What you have to do: Repeat the data exactly as it appears.

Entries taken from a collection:
------------------------------------------------------------------------
PR #2561, opened 2016-05-26
Activate task which limit nodes if maxNumberOfNodes is present.

tobwiens:
Activate task which limit nodes if maxNumberOfNodes is present.


fviale:
:+1:

Issue #2565, opened 2016-05-31
Add variables bindings and genericInformation to selection scripts


fviale:
Currently selection scripts contain no binding. It is though useful to access up-to-date job variables, "generic information" and standard info like job name, task id, etc.

lpellegr:
@fviale Why are you creating an issue when you provide a pull-request for this issue on the same day? on Github, issues and pull-requests share the same sequence ID. If you use the search field from the "Issues" tab without specific filter you will see that Issues and Pull-requests are displayed:

https://github.com/ow2-proactive/scheduling/issues?utf8=%E2%9C%93&q=is%3Aopen+

PR #2566, opened 2016-05-31
Add variables bindings and genericInformation to selection scripts #2565

fviale:
- add bindings to the Criteria class (which already contain the selection scripts list)
- add the bindings parameter to the RMNode interface (called on the node from the rm server)
- changed ScriptExecutor behavior to display the selection script output inside the rm logs by default
- in the SchedulingMethodImpl fill, the bindings with the task and job info, generic information, propagated variables if they are available or default job variables
- added a test which verifies that the bindings are correctly set


scheduler/scheduler-server/src/main/java/org/ow2/proactive/scheduler/core/SchedulingMethodImpl.java
```diff
@@ -460,6 +467,53 @@ protected NodeSet getRMNodes(Map<JobId, JobDescriptor> jobMap, int neededResourc
...
+            if ((resultSize > 0) && task.handleResultsArguments()) {
+                List<TaskId> parentIds = new ArrayList<>(resultSize);
+                for (int i = 0; i < resultSize; i++) {
+                    parentIds.add(etd.getParents().get(i).getTaskId());
+                }
+                Map<TaskId, TaskResult> taskResults = schedulingService.getInfrastructure().getDBManager()
+                        .loadTasksResults(
+                                job.getId(), parentIds);
+                for (TaskResult taskResult : taskResults.values()) {
+                    if (taskResult.getPropagatedVariables() != null) {
```
sonarqube-activeeon: MAJOR Refactor this code to not nest more than 3 if/for/while/switch/try statements. [rule](http://master.ci.activeeon.com:9000/coding_rules#rule_key=squid%3AS134)

sonarqube-activeeon:
* MAJOR 1 major

lpellegr:
Generic Information defined at the task level only are available from selection scripts. It would be nice to also import Generic information from the Job level. If there is a conflict between some defined at the task level, these last should probablyt have priority.

Please squash or rename commits with same names.

It would be also nice to update the documentation to reference the new genericInformation binding and the usage of variables from selection scripts.

fviale:
all agreeing. Regarding documentation, that was the plan. I need to first add genericInformation bindings to other relevant scripts and then I will do a documentation pull request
------------------------------------------------------------------------
Final answer:
PR #2561, opened 2016-05-26
Activate task which limit nodes if maxNumberOfNodes is present.

tobwiens:
Activate task which limit nodes if maxNumberOfNodes is present.


fviale:
:+1:

Issue #2565, opened 2016-05-31
Add variables bindings and genericInformation to selection scripts


fviale:
Currently selection scripts contain no binding. It is though useful to access up-to-date job variables, "generic information" and standard info like job name, task id, etc.

lpellegr:
@fviale Why are you creating an issue when you provide a pull-request for this issue on the same day? on Github, issues and pull-requests share the same sequence ID. If you use the search field from the "Issues" tab without specific filter you will see that Issues and Pull-requests are displayed:

https://github.com/ow2-proactive/scheduling/issues?utf8=%E2%9C%93&q=is%3Aopen+

PR #2566, opened 2016-05-31
Add variables bindings and genericInformation to selection scripts #2565

fviale:
- add bindings to the Criteria class (which already contain the selection scripts list)
- add the bindings parameter to the RMNode interface (called on the node from the rm server)
- changed ScriptExecutor behavior to display the selection script output inside the rm logs by default
- in the SchedulingMethodImpl fill, the bindings with the task and job info, generic information, propagated variables if they are available or default job variables
- added a test which verifies that the bindings are correctly set


scheduler/scheduler-server/src/main/java/org/ow2/proactive/scheduler/core/SchedulingMethodImpl.java
```diff
@@ -460,6 +467,53 @@ protected NodeSet getRMNodes(Map<JobId, JobDescriptor> jobMap, int neededResourc
...
+            if ((resultSize > 0) && task.handleResultsArguments()) {
+                List<TaskId> parentIds = new ArrayList<>(resultSize);
+                for (int i = 0; i < resultSize; i++) {
+                    parentIds.add(etd.getParents().get(i).getTaskId());
+                }
+                Map<TaskId, TaskResult> taskResults = schedulingService.getInfrastructure().getDBManager()
+                        .loadTasksResults(
+                                job.getId(), parentIds);
+                for (TaskResult taskResult : taskResults.values()) {
+                    if (taskResult.getPropagatedVariables() != null) {
```
sonarqube-activeeon: MAJOR Refactor this code to not nest more than 3 if/for/while/switch/try statements. [rule](http://master.ci.activeeon.com:9000/coding_rules#rule_key=squid%3AS134)

sonarqube-activeeon:
* MAJOR 1 major

lpellegr:
Generic Information defined at the task level only are available from selection scripts. It would be nice to also import Generic information from the Job level. If there is a conflict between some defined at the task level, these last should probablyt have priority.

Please squash or rename commits with same names.

It would be also nice to update the documentation to reference the new genericInformation binding and the usage of variables from selection scripts.

fviale:
all agreeing. Regarding documentation, that was the plan. I need to first add genericInformation bindings to other relevant scripts and then I will do a documentation pull request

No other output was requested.